### SUPPLIED RECORDS

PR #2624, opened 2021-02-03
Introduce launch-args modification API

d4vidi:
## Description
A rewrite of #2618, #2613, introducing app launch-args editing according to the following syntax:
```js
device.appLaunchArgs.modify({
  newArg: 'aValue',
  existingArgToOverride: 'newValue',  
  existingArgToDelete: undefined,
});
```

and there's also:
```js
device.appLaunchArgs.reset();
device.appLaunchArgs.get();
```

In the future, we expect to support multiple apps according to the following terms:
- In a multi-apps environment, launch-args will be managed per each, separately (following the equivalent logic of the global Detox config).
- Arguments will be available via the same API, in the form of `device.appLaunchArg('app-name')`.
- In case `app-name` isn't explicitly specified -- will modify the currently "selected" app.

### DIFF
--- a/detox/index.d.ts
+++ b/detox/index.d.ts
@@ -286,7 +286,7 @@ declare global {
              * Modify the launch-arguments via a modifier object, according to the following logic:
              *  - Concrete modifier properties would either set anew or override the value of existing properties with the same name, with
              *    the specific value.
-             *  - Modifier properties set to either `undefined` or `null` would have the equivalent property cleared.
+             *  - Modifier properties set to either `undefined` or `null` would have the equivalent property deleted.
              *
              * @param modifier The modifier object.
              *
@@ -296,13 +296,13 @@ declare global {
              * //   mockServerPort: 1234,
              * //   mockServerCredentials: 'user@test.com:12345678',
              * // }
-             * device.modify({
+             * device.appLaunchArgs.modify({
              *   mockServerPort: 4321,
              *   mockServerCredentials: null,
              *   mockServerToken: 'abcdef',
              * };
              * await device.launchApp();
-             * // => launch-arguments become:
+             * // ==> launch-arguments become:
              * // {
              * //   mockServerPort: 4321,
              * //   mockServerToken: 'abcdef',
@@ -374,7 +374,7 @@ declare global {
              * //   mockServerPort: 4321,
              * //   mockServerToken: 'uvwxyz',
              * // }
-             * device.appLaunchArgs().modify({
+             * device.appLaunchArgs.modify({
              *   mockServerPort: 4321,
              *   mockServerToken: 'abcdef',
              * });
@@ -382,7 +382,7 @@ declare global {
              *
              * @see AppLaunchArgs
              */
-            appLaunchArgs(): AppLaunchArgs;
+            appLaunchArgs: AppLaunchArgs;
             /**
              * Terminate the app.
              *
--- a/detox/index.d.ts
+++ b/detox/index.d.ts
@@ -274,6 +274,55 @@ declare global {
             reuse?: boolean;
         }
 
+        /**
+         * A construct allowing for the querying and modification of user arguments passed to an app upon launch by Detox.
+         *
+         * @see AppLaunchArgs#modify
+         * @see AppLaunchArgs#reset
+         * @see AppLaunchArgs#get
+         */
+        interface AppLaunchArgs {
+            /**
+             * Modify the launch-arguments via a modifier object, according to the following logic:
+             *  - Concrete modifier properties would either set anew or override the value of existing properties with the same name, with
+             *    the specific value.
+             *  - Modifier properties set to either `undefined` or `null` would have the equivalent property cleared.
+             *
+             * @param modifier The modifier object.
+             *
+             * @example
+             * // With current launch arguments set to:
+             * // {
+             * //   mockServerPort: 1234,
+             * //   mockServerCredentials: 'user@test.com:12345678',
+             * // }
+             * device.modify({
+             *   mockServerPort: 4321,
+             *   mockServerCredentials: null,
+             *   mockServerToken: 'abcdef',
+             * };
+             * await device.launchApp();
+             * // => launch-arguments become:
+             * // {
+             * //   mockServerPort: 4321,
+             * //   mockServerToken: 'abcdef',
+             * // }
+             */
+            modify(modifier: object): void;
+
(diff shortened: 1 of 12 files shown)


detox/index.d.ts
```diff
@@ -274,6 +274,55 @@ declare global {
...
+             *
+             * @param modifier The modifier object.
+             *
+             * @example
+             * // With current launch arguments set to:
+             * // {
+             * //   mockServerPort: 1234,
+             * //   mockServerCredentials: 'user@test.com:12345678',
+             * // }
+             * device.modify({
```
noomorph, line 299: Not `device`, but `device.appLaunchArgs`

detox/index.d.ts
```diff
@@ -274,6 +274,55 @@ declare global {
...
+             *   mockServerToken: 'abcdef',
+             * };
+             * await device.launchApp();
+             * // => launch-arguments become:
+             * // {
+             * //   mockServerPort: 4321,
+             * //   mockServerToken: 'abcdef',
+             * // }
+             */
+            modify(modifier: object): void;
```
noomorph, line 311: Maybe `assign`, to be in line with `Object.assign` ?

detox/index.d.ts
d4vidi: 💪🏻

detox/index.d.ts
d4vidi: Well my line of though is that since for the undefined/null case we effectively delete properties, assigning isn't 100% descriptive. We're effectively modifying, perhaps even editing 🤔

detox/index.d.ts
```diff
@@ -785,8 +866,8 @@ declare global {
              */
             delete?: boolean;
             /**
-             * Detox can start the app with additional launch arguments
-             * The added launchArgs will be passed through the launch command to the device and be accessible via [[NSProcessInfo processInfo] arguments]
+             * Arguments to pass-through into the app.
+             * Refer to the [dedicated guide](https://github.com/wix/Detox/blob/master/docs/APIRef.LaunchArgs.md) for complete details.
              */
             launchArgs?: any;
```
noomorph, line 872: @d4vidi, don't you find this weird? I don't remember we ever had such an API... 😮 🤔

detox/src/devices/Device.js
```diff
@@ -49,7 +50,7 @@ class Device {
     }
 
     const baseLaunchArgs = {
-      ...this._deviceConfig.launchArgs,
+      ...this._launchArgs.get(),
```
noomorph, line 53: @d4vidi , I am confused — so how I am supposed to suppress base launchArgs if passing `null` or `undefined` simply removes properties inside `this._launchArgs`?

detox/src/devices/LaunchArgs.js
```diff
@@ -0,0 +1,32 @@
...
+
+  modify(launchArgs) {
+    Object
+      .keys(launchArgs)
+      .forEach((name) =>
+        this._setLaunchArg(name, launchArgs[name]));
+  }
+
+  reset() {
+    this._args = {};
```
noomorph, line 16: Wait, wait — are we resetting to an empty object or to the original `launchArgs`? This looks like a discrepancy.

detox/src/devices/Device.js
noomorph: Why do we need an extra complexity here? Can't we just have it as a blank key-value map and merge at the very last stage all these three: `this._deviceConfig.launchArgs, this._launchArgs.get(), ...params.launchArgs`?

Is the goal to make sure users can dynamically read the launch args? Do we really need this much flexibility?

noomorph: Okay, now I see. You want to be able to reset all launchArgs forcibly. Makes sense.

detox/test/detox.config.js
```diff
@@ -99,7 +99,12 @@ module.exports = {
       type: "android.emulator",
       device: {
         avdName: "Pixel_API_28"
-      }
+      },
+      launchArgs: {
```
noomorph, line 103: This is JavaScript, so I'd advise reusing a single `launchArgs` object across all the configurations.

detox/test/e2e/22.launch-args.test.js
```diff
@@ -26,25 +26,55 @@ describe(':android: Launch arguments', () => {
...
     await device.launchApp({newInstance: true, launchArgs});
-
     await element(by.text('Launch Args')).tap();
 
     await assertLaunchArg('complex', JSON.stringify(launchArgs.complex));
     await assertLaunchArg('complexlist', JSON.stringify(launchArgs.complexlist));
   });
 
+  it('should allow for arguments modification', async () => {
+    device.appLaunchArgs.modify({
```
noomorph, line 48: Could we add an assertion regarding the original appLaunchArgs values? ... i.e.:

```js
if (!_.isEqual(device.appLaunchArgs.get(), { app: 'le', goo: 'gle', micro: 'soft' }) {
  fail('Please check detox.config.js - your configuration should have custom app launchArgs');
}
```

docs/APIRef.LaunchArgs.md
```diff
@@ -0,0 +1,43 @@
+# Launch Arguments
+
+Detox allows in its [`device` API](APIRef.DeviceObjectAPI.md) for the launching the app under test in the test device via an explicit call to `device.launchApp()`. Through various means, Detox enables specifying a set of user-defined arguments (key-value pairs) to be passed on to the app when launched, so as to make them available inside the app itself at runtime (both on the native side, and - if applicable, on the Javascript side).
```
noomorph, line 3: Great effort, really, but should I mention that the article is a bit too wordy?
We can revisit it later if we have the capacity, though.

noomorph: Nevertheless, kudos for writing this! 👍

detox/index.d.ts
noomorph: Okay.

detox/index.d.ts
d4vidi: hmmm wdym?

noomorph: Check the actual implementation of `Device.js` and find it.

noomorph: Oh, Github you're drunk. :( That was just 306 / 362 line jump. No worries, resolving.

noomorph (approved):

######

■ WHAT IS NEEDED: Beginning at the first line of the records, give again each line exactly as written, ending with the line that contains "- In a multi-apps".

■ ANSWER TO THE EXERCISE:
PR #2624, opened 2021-02-03
Introduce launch-args modification API

d4vidi:
## Description
A rewrite of #2618, #2613, introducing app launch-args editing according to the following syntax:
```js
device.appLaunchArgs.modify({
  newArg: 'aValue',
  existingArgToOverride: 'newValue',  
  existingArgToDelete: undefined,
});
```

and there's also:
```js
device.appLaunchArgs.reset();
device.appLaunchArgs.get();
```

In the future, we expect to support multiple apps according to the following terms:
- In a multi-apps environment, launch-args will be managed per each, separately (following the equivalent logic of the global Detox config).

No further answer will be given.